PR #20, opened 2023-06-27
add history toggle for runEditorStatement

shamby87:


src/views/results/index.ts
```diff
@@ -236,7 +236,7 @@ export function initialise(context: vscode.ExtensionContext) {
                 }
               }
               
-              if (statement.type === `statement`) {
+              if (statement.type === `statement` && statement.history != false) {
```
worksofliam, line 239:
```suggestion
              if (statement.type === `statement` && statement.history !== false) {
```

worksofliam: I would recommend using a strict not equal here for consistency.

worksofliam (changes requested):

worksofliam (approved):
Thanks @shamby87!

PR #24, opened 2023-07-06
Fix/sql loading indicator

worksofliam:
Fixes bug where loading indicator was not appearing when running scrolling queries.


davecharron (approved):
All looks good to me.

PR #3, opened 2022-04-14
Add aggregate functions snippets

novy400:
add all of aggregate functions.

PR #2, opened 2022-03-31
Add scalar functions snippets

novy400:
I hope it's ok.
I have an issue with choices and placeholders in snippets coding.
for Example I Don't know how to implement correctly scalar functions like *TIMESTAMP*
regards
yvon

PR #30, opened 2023-07-10
Initial completion item provider

worksofliam:


src/database/schemas.ts
```diff
@@ -16,7 +16,7 @@ const typeMap = {
 };
 
 export default class Database {
-  static async getObjects(schema: string, type: SQLType, details: PageData = {}): Promise<BasicSQLObject[]> {
+  static async getObjects(schema: string, type: SQLType | string, details: PageData = {}): Promise<BasicSQLObject[]> {
```
worksofliam, line 19: `type` parameter should not have the additional `string` type here. Calling methods should only support `SQLType`

src/language/providers/completionProvider.ts
```diff
@@ -0,0 +1,155 @@
...
+  );
+}
+
+async function getObjectCompletions(
+  curSchema: string,
+  sqlTypes: { [index: string]: any }
+) {
+  const list = [];
+  for (let key in sqlTypes) {
+    let value = sqlTypes[key];
```
worksofliam, line 55: You could cast `value` to be `sqlTypes[key] as SQLType`, but you might not need to after the interface for `completionTypes` is implemented.

src/language/providers/completionProvider.ts
```diff
@@ -0,0 +1,155 @@
...
+async function getTableItems(schema: string, name: string) {
+  const items = await Table.getItems(schema, name);
+  return items.map((i) =>
+    createCompletionItem(i.COLUMN_NAME, CompletionItemKind.Field)
+  );
+}
+
+async function getObjectCompletions(
+  curSchema: string,
+  sqlTypes: { [index: string]: any }
```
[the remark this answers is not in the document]
ajshedivy: Interface created for the `CompletionType`

src/language/providers/completionProvider.ts
```diff
@@ -0,0 +1,187 @@
...
+): CompletionItem {
+  const item = new CompletionItem(name, kind);
+  item.detail = detail;
+  item.documentation = documentation;
+  item.sortText = sortText;
+  return item;
+}
+
+function getColumnAtributes(column: TableColumn): string {
+  return `Field: ${column.COLUMN_NAME}\n Type: ${column.DATA_TYPE}\n HAS_DEFAULT: ${column.HAS_DEFAULT}\n IS_IDENTITY: ${column.IS_IDENTITY}\n IS_NULLABLE: ${column.IS_NULLABLE}`;
```
worksofliam, line 54: Instead of returning a single string with the use of newline (`\n`), let's build an array of lines and then use `.join('\n')` instead.

src/language/providers/completionProvider.ts
```diff
@@ -0,0 +1,187 @@
...
+          table.name,
+          value.icon,
+          `Type: ${value.label}`,
+          `Schema: ${table.schema}`,
+          value.order
+        )
+      );
+    });
+
+    const results = await Promise.all(promises);
```
worksofliam, line 95: Let's change `Promise.all` to use `Promise.allSettled` as that will handle any unfortunate crashes that may occur.

Be sure to rewrite the flat logic beloe because `allSettled` has a different signiture.

src/language/providers/completionProvider.ts
```diff
@@ -0,0 +1,187 @@
...
+    const list = results.flat();
+    completionItemCache.set(curSchema, list);
+  }
+  return completionItemCache.get(curSchema);
+}
+
+async function getCompletionItemsForTriggerDot(
+  objectRefs,
+  currentStatement,
```
worksofliam, line 104: Types are missing from these parameters. Let's add those!

src/language/providers/completionProvider.ts
```diff
@@ -0,0 +1,187 @@
...
+  offset
+): Promise<CompletionItem[]> {
+  let list: CompletionItem[] = [];
+  const curRef = currentStatement.getReferenceByOffset(offset);
+  const curSchema = curRef.object.schema;
```
worksofliam, line 109: Is there a chance that `curRef` can be undefined here? Additional safety logic might be required.

src/language/providers/completionProvider.ts
```diff
@@ -0,0 +1,187 @@
...
+    const objectCompletions = await getObjectCompletions(
+      curSchema,
+      completionTypes
+    );
+    list.push(...objectCompletions);
+  }
+  return list;
+}
+
+async function getCompletionItemsForOtherTriggers(objectRefs) {
```
worksofliam, line 140: I think the name of this function could be shorter or more precise. Perhaps `getCompletionItemsForRefs`.

Also, the parameter could do with a type.

src/language/providers/completionProvider.ts
```diff
@@ -0,0 +1,187 @@
...
+  const promises = objectRefs.map((ref) =>
+    ref.object.name && ref.object.schema
+      ? getTableItems(ref.object.schema, ref.object.name)
+      : Promise.resolve([])
+  );
+
+  const completionItemsArray = await Promise.all(promises);
```
worksofliam, line 147: Also to use `allSettled` here.

src/language/providers/completionProvider.ts
```diff
@@ -0,0 +1,187 @@
...
+
+      // if s is undefined, assume ctrl+ space trigger
+      if (s === undefined) {
+        return getCompletionItemsForOtherTriggers(objectRefs);
+      }
+
+      if (trigger === "." || s.type === `dot`) {
+        const defs = sqlDoc.getDefinitions();
+        return getCompletionItemsForTriggerDot(
+          objectRefs,
```
worksofliam, line 178: Should `objectRefs` be `defs` here? `defs` is marked as undefined.

src/language/providers/completionItemCache.ts
```diff
@@ -0,0 +1,17 @@
+import { CompletionItem } from "vscode";
+import LRU from "lru-cache";
```
worksofliam, line 2: Where does this package come from? `lru-cache` is on npm, but there's no change to the `package.json` file in this PR.

worksofliam: Just ran `npm ls lru-cache` and saw it got installed via another package - awesome. Nonetheless, we still need it as an explicit `dependency` requirement in the `package.json` file.

src/language/providers/completionItemCache.ts
```diff
@@ -0,0 +1,17 @@
...
+
+export let updateCache: Set<string> = new Set<string>();
```
worksofliam, line 4: I think an improved name could be used for more clarity. Perhaps `cacheForUpdate` or `changedCache`. It wasn't clear to me at first what the goal of this Set was.

src/connection/query.ts
```diff
@@ -96,6 +98,15 @@ export class Query<T> {
       throw new Error(queryResult.error || `Failed to run query (unknown error)`);
     }
     this.correlationId = queryResult.id;
+    
+    if (this.sql.toUpperCase().startsWith("CREATE")) {
```
worksofliam, line 102: This logic doesn't belong in this class. Perhaps it would be best suited in the `vscode-db2i.runEditorStatement` command as defined in `src/views/results/index.ts`, after we've parsed the statement and got `StatementInfo`. Perhaps a property could be added to return the references in `parseStatement`

worksofliam (commented):
I have done a few things here:

* Updated the branch to have the latest commits from master (was 130+ behind!) and looks like it is ok.
* Left a review as you can see from my comments. Some types were missing, some Promise logic should change and some simple package stuff.

Let me know if you have any questions. Thanks!

src/connection/query.ts
ajshedivy: The logic behind this is we only want to signal a change in a schema if we see a create statement, AND the operation was successful. Is there a way to detect if an SQL statement is valid before running? 

For instance, if I copy the same logic here to `src/views/results/index.ts`, I will add the current schema to the changedCache even if my create statement didnt work, thus the next time we query that schema, we will not use the cached items.

ajshedivy:
@worksofliam I addressed most comments from your review. The only thing left is the discussion on how/where we should update the completion item cache.

ThePrez:
Use case failure:

```sql 
select * from QIWS.qmenusrc
```
Completion for `qmenusrc` seems to work fine, but then I move the cursor to `*`, delete the `*`, 
```sql
select  from qiws.qmenusrc
```
and press `<ctrl>`+`<space>` 

I get some unexpected completion items in the suggestions
image
(Technically correct but I did not expect to see the special registers suggested unless I was on sysdummy1 or somesuch)

In any event, the special register values are not inserted into the SQL properly. For instance, choosing `current user` results in the following statement:
```sql
selecurrent user  from  qiws.qmenusrc
```

ThePrez:
**JG issue #2**

column assistance doesn't seem to work for partially-filled-in column names. For instance
```sql
select SRC from  qiws.qmenusrc
```

If I place the cursor to immediately after the `SRC` and press `<ctrl>`+`<space>`, I'd expect suggestions for columns starting with `SRC`. However, I get "no suggestions found"

ThePrez:
**JG Issue #3** 

Some suggestions-as-you-type are off, for instance here, where I typed `SRC` and am suggested the `score` function, which doesn't match what I typed. (_Maybe_ this is working as designed as the function suggestions might be intentionally fuzzy-matched ??) 

image

ThePrez:
**JG Issue #4**

Run the following SQL statement, using completion provider to help with `SRCDTA`
```sql
select SRCDTA from  qiws.qmenusrc ORDER BY SRCSEQ
```

press `<backspace>` until the `ORDER BY` clause just has `SRC`, press `<ctrl>`+`<space>`. The only suggestion is `SRCDTA`

image


Certainly related to https://github.com/halcyon-tech/vscode-db2i/pull/30#issuecomment-1716526373 but might also imply something about the underlying cache mechanism so documenting separately

ajshedivy:
> **JG Issue #1:**
> 
> ```sql
> select * from QIWS.qmenusrc
> ```
> 
> Completion for `qmenusrc` seems to work fine, but then I move the cursor to `*`, delete the `*`,
> 
> ```sql
> select  from qiws.qmenusrc
> ```
> 
> and press `<ctrl>`+`<space>`
> 
> I get some unexpected completion items in the suggestions image (Technically correct but I did not expect to see the special registers suggested unless I was on sysdummy1 or somesuch)
> 
> In any event, the special register values are not inserted into the SQL properly. For instance, choosing `current user` results in the following statement:
> 
> ```sql
> selecurrent user  from  qiws.qmenusrc
> ```

There isn't anything in the completion provider that directly references the special registers. There may be a way to suppress these from showing up in the list of completion items. I did notice that the `c` and `t` are highlighted which may suggest that when ctrl+space is pressed, there is an incorrect reference to those characters causing those registers to appear at the top of the list. 
@worksofliam  thoughts?

worksofliam:
@ajshedivy 

> There isn't anything in the completion provider that directly references the special registers.

Correct. But, we have globals and built in defined in the `package.json` file ([here](https://github.com/halcyon-tech/vscode-db2i/blob/main/package.json#L36)) which is what is providing them.

> the special register values are not inserted into the SQL properly

This is likely an issue specific to VS Code more than anything. I will see about recreating this.

worksofliam:
**SF issue #5** 

image

> It didn't show me the column names, should it have

ajshedivy:
@ThePrez 

the rest of the issues all have to do with a known limitation that we only provide completion items based on the `.` trigger or ctrl+space trigger with the cursor on no current references (pressing ctrl+space in middle of column name wont return anything). I think I have a fix for this.

worksofliam:
@forstie @ThePrez The latest build should have fixes for the majority of issues you had.

ThePrez:
**JG issue number 5**

Context assist for `CALL` statements seems to look for views, rather than procedures

image

ThePrez:
**JG issue 6**

suggestions after `schema.` include functions that don't make sense
image

davecharron:
When using system naming, should the / be a content assist trigger in addition to the . and Ctrl+Space?

davecharron:
A nice addition when choosing table/view/alias columns would be to include an "All Columns" completion item that when selected returns a comma delimited list of all the columns from the object.

worksofliam:
I am now considering this PR complete (mostly due to size) and stable. Further features should be tracked in an issue and then into a new PR.

PR #32, opened 2023-07-11
fix: "Display job log" action

ThePrez:


worksofliam (approved):
Good cleanup. No idea why I puit the SQL in the UI code, but this changes that and even adds a test. Thanks!

PR #33, opened 2023-07-11
Remove server component check after first

worksofliam:
I noticed the tests were running slow and it's because we're checking if the server component is installed on every single test.

We only need to check if it's installed in the first test case, then we check the local property after that.

### DIFF
--- a/src/connection/serverComponent.ts
+++ b/src/connection/serverComponent.ts
@@ -16,8 +16,8 @@ const octokit = new Octokit();
 const ExecutablePathDir = `$HOME/.vscode/`;
 
 export class ServerComponent {
+  private static installed: boolean = false;
   static outputChannel: OutputChannel;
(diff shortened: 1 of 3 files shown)


ThePrez:
Would it be better to push logic into `ServerComponent.initialise()` so that it simply knows the install check is completed? Such a change would be safer if the order of the test cases (or functional code) ever get shuffled

worksofliam:
No. I think the purpose of initialise is correct. Though, I do think long term 'installed' should be private and there should be a method that returns a Boolean instead.

ThePrez:
> No. I think the purpose of initialise is correct. Though, I do think long term 'installed' should be private and there should be a method that returns a Boolean instead.

that makes sense. I like `isInstalled()`

ThePrez (approved):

◇ ◇ ◇ ◇ ◇

◆ YOUR GOAL:
Work through the entries, filtering for the string "columns", and copy each line that holds it.

◆ ANSWER TO THE PROBLEM:
If I place the cursor to immediately after the `SRC` and press `<ctrl>`+`<space>`, I'd expect suggestions for columns starting with `SRC`. However, I get "no suggestions found"
A nice addition when choosing table/view/alias columns would be to include an "All Columns" completion item that when selected returns a comma delimited list of all the columns from the object.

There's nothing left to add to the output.